MÜSLÜMAN dünyanın, çok kutuplu dünyanın lideri geliyor. Cumhurbaşkanımız Tayyip Erdoğan'ın göreve başlama törenine Asya, Afrika, Balkanlar'dan 50 devlet adamı geldi. Törene katılan, Küresel Oyuncular'ın ayak oyunlarından çok çekmiş Venezuela Devlet Başkanı Maduro'nun "Çok kutuplu dünyanın lideri Erdoğan"sözü, gelecek yılların mottosu olacaktır.
Bu söz, gelecek dünya ve Türkiyemiz için bir kutup yıldızı özelliğindedir. Takdiri ilahi. Bu sözün içini dolduran bir manzarada Külliye'de yaşandı. Katılan ülkelerin coğrafi konumunun verdiği KÜRESEL MESAJI, Cumhurbaşkanımız konuşmasında çok akıllı bir üslupla dünya kamuoyunun dikkatine sundu: "Cumhurbaşkanlığı forsunda temsil edilen 16 devletimiz, çok büyük coğrafyada kurulmuş, büyümüş ve tarihe karışmıştır.
Türkiye Cumhuriyeti 2 bin 200 yılı aşkın bir devlet geleneğini temsil etmektedir.
Bugün kendimizden ayrı göremediğimiz pek çok dost ve kardeş devlet var.
Bizler kaderimizin merkezine Anadolu'yu yerleştirdik.
Bizim gönül sınırlarımızın hududu yoktur. İŞTE, BURADAKİ MANZARA GÖNÜL SINIRLARIMIZIN GENİŞLİĞİNİN EN SOMUT ÖRNEĞİDİR."



DOĞU
ve Güneydoğu huzura kavuştu. Şırnak'ın Silopi İlçesi'nde eli kanlı terör örgütü PKK'nın yıktığı evlerin yerine 522 konut yapıldı.


Külliye'deki dünya
BAŞKAN Erdoğan'a, gönül coğrafyası mesajını verdiren Külliye'deki toplantıya katılan ülkelerden bazıları: "Bulgaristan, Gürcistan, Makedonya, Moldova, Bosna Hersek, Sırbistan, Belarus, Macaristan, Arnavutluk, Ukrayna, Moldova Gökoğuz Yeri Özerk Bölgesi, Kırım Tatar Türkleri Milli Lideri, Rusya Federasyonu, Kazakistan, Kırgızistan, Özbekistan, Azerbaycan, Afganistan, Tataristan, Filistin, Kuveyt, Irak, Katar, Pakistan, KKTC, AFRİKA: Sudan, Gine, Zambiya, Ekvator Ginesi, Somali, Moritanya, Gabon, Çad, Cibuti, Libya, Gambiya, Kongo, Cezayir, Senegal, Nijer, GÜNEY AMERİKA: Venezuela..."
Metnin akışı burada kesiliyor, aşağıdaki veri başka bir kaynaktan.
PR #239, opened 2024-01-28
Denote file prompt

jeanphilippegg:
Do not display `denote-directory` in the candidates of `denote-file-prompt`.

This affects all functions that use `denote-file-prompt`, but it seems to make sense.

Note that the value of `denote-file-history` should now contain the relative paths. I think it is not an issue that it may still contain previous full paths. They will be forgotten at some point according to the settings of `savehist-mode`.

### DIFF
--- a/denote.el
+++ b/denote.el
@@ -1093,8 +1093,11 @@ file in the returned list."
   "Prompt for file with identifier in variable `denote-directory'.
 With optional FILES-MATCHING-REGEXP, filter the candidates per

Güçlü Meclis-güçlü Başkan döneminin kolonları
1950'DE çok partili döneme geçildi. 1960 yılında vesayetçi odaklar (askeri ve sivil bürokrasi) tarafından ilk askeri darbeyle yıkıldı. O günden bugüne GERÇEK DEMOKRASİYE geçememiştik. Ne yazık ki kumpaslara, darbelere sahne olan Türkiyemiz, önünü görme şansını bir türlü elde edememişti. 27 Mayıs 1960, 12 Mart 1971, 12 Eylül 1980, 28 Şubat 1997, 17 Nisan 1993 (Özal'ın öldürülmesi), 27 Nisan 2007 ve 15 Temmuz 2016, çok sıkıntılı geçen yakın tarihimizin kırılma noktalarıdır.
Bütün bu gelişmeler, "sorumsuz" veya "darbeyle gelmiş" asker veya askeri ve sivil bürokrasinin desteklediği, parlamento içinde yapılan pazarlıklar sonucu getirilen 'sivil cumhurbaşkanları' döneminde yaşandı.
Türkiye'nin "parlamenter sistemle" yönetildiği ekonomik, siyasi ve sosyal krizlerin sık sık yaşandığı dönem 9 Temmuz'da sona erdi.
Aziz Milletin bizzat seçtiği, BAŞKAN artık Türkiye'yi yönetecek.

Millet, başkanını seçerse
BUGÜNLERE kolay gelmedik. 2007 yılındaki KRİZİ AÇMAK İÇİN, HALKIMIZIN BİZZAT CUMHURBAŞKANI'NI SEÇMESİ HAREKATI GERÇEKLEŞTİ. Milli irade, 16 Nisan 2017'de referandumuyla verdiği kararı taçlandırdı. Halkın desteğini alan "Cumhurbaşkanlığı Sistemi" 9 Temmuz 2018 itibariyle başladı.
Şimdi Türkiye'de, yakın coğrafyamıza da örnek olacak, bir geçiş süreci yaşanacak. Muhtemeldir ki uygulamalar açısından yer yer tartışmalar olabilir.
Burada dikkat çekeceğim bir husus var. Eskinin askeri ve sivil bürokrasisi, vesayetçilik alışkanlıklarından hemen kurutulamayacak.
Değişime direnci nedeniyle bazı zorluklar olacaktır.
Buna karşılık, GÜÇLÜ VE TECRÜBELİ BİR BAŞKAN, TAYYİP ERDOĞAN görevde. Muhtemel sıkıntıları da çabuk aşmamız söz konusu olacaktır. BAŞ USTALIK DÖNEMİNDE ERDOĞAN, bir yandan; yeni sistemin inşası, diğer yandan önümüzdeki yakın gelecekte daha da hissedilecek küresel tehditler ve risklerle mücadele edecektir. Yeni sistemin kurucusu Erdoğan, güçlü-hızlıetkin bir yönetimin başında olacaktır. Artık sistemin BAŞARILI OLMAKTAN BAŞKA YOLU YOKTUR.

DERİN SÖZ
"BUNDAN sonra bize düşen MEDENİYETİMİZİN İNŞASI VE İHYASI yolunda kaybettiğimizi zamanı geri kazanmak için çalışmaktır, ama çok çalışmaktır. Vakit hedeflerimize daha kararlı, daha hızlı şekilde yürüme vaktidir. Yeni başlangıcımızın ilk imtihanı 2023 hedeflerimize ulaşmak olacaktır." (Cumhurbaşkanı Tayyip Erdoğan)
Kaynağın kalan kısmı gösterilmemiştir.